May have some errors in the code I gave… hope you get the gist

you’re saying the second half is the half above the diagonal? Isn’t that more or less the same as L? (you can check my last post in your previous thread. You’ll realize when you expand the b[i], you get your current algorithm(column-dependent). When you don’t expand it, you get what I had written there(row-dependent), which I though may not be optimal, depending on the filling pattern of the matrix). If it is indeed as I have imagined, then you can do calculation for both sections together, which should improve efficiency a bit further.

There’s another optimization that could be done:

use cuComplex, not cuDoubleComplex. since if you use the counter, the x coordinate would be unnecessary.

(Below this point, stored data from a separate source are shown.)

PR #4849, opened 2021-08-11
web: show resource uibuttons on table view

landism:
For any uibuttons that specify a resource as their location, render them in the table view.
1. Add a "widgets" column iff there are any buttons.
2. Button text currently only shows up in the tooltip, to save room.

image

FWIW, I only invested in the "ton of buttons" rendering case enough to make it usable, but not good. Here's what it currently looks like:
image


web/src/OverviewTable.tsx
```diff
@@ -327,7 +340,36 @@ function TableTriggerModeColumn({ row }: CellProps<RowValues>) {
...
+    )
+  })
+  return <WidgetCell>{buttons}</WidgetCell>
+}
+
+// https://react-table.tanstack.com/docs/api/useTable#column-options
+// The docs on this are not very clear!
+// "accessor" should return a primitive, and that primitive is used for sorting and filtering
+// the Cell function can get whatever it needs to render via row.original
+// best evidence I've (Matt) found: https://github.com/tannerlinsley/react-table/discussions/2429#discussioncomment-25582
```
lizzthabet, line 371: thanks for this comment 👌🏻

web/src/OverviewTable.tsx
```diff
@@ -478,29 +536,53 @@ function resourceTypeLabel(r: UIResource): string {
...
-      columns,
+      columns: columnDefs,
       data,
       autoResetSortBy: false,
     },
     useSortBy
   )
 
+  // if there are no widgets, hide the widgets column
+  // TODO(matt) is this actually what we want?
```
milas, line 578: fwiw this seems reasonable to me

milas (approved):

web/src/OverviewTable.tsx
```diff
@@ -478,29 +536,53 @@ function resourceTypeLabel(r: UIResource): string {
...
+  const widgetsVisible = hasWidgets(props.view)
```
lizzthabet, line 579: this makes sense to me, but i'll let @SurbhiSGupta and others chime in too!

web/src/OverviewTable.tsx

Then you can just store the y coordinates in a separate array. This also saves some bandwidth. Of course, to see whether this would be successful or not you’ll have to see whether the compiler uses ld64 instead of ld. If it’s using ld, then I guess you’ll have to stop using cuComplex altogether and use one array for real and another array for imaginary part.

and you can try this one, though I’m not sure if it will help or not cos it introduces a bit of overhead in the calculation of offset, which could only be effectively reduced when you have a lesser degree of sparsity: use padding to ensure that the second element in any column is aligned to 128-byte. This would be easier for coalesced access.

174,000 / 10,000,000 = 0.00174; 0.00174 * 10,000 = 17.4;

Also, i think maybe launching 256 threads should be more than enough, if the non-zero values are uniformly distributed.

Anyway, given such low effective occupancy your code is having, i’m very surprised that your GPU code still runs faster than your CPU code !!! (only 1 effective warp for most of the time on the entire device… memory access not coalesced… inefficient use of atomicAdd… OMG I don’t believe it) how much is your current speedup? I’m really tempted to think that your CPU code has some really big problems.

Thanks for the code - I will certainly try to implement this when I get home tonight. It does seem much more elegant to avoid branching by using an entire warp. I bet your code will squeeze even more performance out.

The second half of the algorithm is similar to L, except that instead of going column wise, we are going row wise. It is also reversed, in that we start at row N-1 and work our way to zero. We’re also staying to the right of the diagonal since it is row wise.

I will plan to implement your suggestion of implementing an array of how many non-zero elements are produced per column/row. That does seem to make more sense than using atomicAdd.

Thanks again!

you intentionally wrote the cpu code in an extremely inefficient manner to show your boss how great GPGPU can be, didn’t you?

lol - no, I didn’t. But it should be said that this work is for a paper I’m writing, not for an actual implementation. I have been working with a company to develop a copy of their CPU algorithm, and then obviously parallelize it with CUDA.

That said - I implemented some of the suggestions you made as well as a few other things that I found, and things are looking pretty good. I’m actually achieving about an 17x speed up over the CPU. For an algorithm that is barely parallelizable due to the data dependencies and what not, I am pretty proud of that.

Using cudaprof, it looks like I’m not as inefficient as one might think. I’m getting about a 67% occupancy, which according to the manual isn’t all that bad (they state anything above 50 is pretty good).

There is still some more work to be done, but I will likely have to hold off - I only have a month or so to write the paper.

Again, thanks for your help - I very much so appreciate it!

Well, as long as things work out for you, that’s good!